Yes, absolutely. The short answer is more digital. And by that, I think, software was a great example. And it was a good size, $15 million to $20 million is a good size. I would love to see us finding businesses that are $25 million to $40 million. Of course, the scarcity increases as you move up those numbers. So -- and what they brought to the table absolutely was more data and more data capabilities, in this case, MicroStrategy. We certainly saw a demand within our existing customer portfolio and of course, they brought great demand as well. So the acquisition pipeline is strong. We've got deals in various stages of analysis that are in the works. And the size of those, again, probably in that same range $15 million to $40 million, I think, is doable. We've got some at the higher end of that. We've got more at the lower end.

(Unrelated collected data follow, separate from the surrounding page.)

Issue #387, opened 2022-11-04
Clear DynamoDB field after deletion


jaskeerat789:
### Description:
After the cluster is delete, the dynamoDB document is still present in the database. After successful deletion of infra, we should remove the corresponding state lock data from the table too. I was expecting TF to handle this out the box. 

### Exit criteria:
- [ ] Handle dynamodb cleanup after cluster deletion

MarioUhrik:
Hi Jas, why is this a problem? Does this lead to some negative effects?

jaskeerat789:
> Hi Jas, why is this a problem? Does this lead to some negative effects?

According to me knowledge it has not resulted in any problem. I wanted to added this as a good practice

MarioUhrik:
If it's not a problem, I'd actually consider simply not ever cleaning DynamoDB contents

MarioUhrik:
We are clear to proceed with this task, as decided at the meeting

PR #432, opened 2022-11-18
Add removing lockfile from DynamoDB

cloudziu:
Draft PR for #387 issue.

I'm not sure about two things:
- Using five AWS libraries just to make one request seems to be a bit overkill. I'm considering craving a manual request to Dynamo
- Is the approach I took with type assertion correct [in this case](https://github.com/Berops/claudie/blob/14be2910e79ddac9e21644f18f0a19901adece52/services/terraformer/server/server.go#L174)? I wonder if there are another `types` that won't meet the requirements of getting `hash` and `name` from it. 
https://github.com/Berops/claudie/blob/14be2910e79ddac9e21644f18f0a19901adece52/services/terraformer/server/server.go#L175


MiroslavRepka:
Hey @cloudziu, thx for the addition

>Using five AWS libraries just to make one request seems to be a bit overkill. I'm considering craving a manual request to Dynamo

AFAIK, we use only one "library" (module), but a few packages. I would not worry about it too much though.

>Is the approach I took with type assertion correct [in this case](https://github.com/Berops/claudie/blob/14be2910e79ddac9e21644f18f0a19901adece52/services/terraformer/server/server.go#L174)? I wonder if there are another types that won't meet the requirements of getting hash and name from it

You can use `Id()` function from interface `Cluster` to get `<name>-<hash>` string, similarly as we did [here](https://github.com/Berops/claudie/blob/feature/clear-dynamodb-fields/services/terraformer/server/server.go#L172)

services/terraformer/server/server.go
```diff
@@ -151,7 +172,23 @@ func (*server) DestroyInfrastructure(ctx context.Context, req *pb.DestroyInfrast
...
 
-				return mc.RemoveObject(ctx, "claudie-tf-state-files", key, minio.RemoveObjectOptions{
+				// Key under which the lockfile id is stored in dynamodb
+				dynamoLockId, err := attributevalue.Marshal(
+					fmt.Sprintf("%s/%s/%s-md5", minioBucket, projectName, c.Id()),
+				)
+				if err != nil {
+					log.Warn().Msgf("Error composing state lockfile id for cluster %s : %s", c.Id(), config.Name)
+				}
+				fmt.Println(dynamoLockId)
```
MiroslavRepka, line 182: I just noticed this print. Do we need it? If so, can we make it `log.Debug().Msgf("some message")`?

MiroslavRepka (approved):

services/terraformer/server/server.go
cloudziu: This signals when the `Sprintf` output could not be marshalled to DynamoDB request. I think we can make it `debug`

PR #445, opened 2022-11-29
Add diagram of an example infra

bernardhalas:
Outline an example of an infrastructure created by Claudie. A picture is worth more than a paragraph.


MarioUhrik (approved):
This is nice Bernard, thanks :)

I guess, I have one more on the M&A side. As it relates to Pivotal, are there many Pivotal shops? And then where you can look at, where -- and with the prices probably being pretty high given the growth rates, is it worth it to buy a Pivotal focused shop versus higher Java-based guys and train them for 2 weeks?
Yes. I think, more jobs are going to stay with the greenfield organic approach The thing is, your first question is, there really aren't very many pivotal shops as you might imagine. It's more or less in the earlier stages of its adoption. So by the way, I think our timing is quite good. And to your point, we've made these investments and worked out a plan here and a strategy to do this completely greenfield organically, and that's our plan. I don't see us doing any acquisitions on the Pivotal space, at least, not in the near future.
We have no further questions at this time. I would now like to turn the call back over to Jeff Davis for any further remarks.
All right. Well, thank you all for your time today, and we look forward to talking about our excellent Q2 in 90 days. Thank you.
Ladies and gentlemen, thank you for participating in today's conference. This does conclude today's program. You may all disconnect. Everyone, have a great day.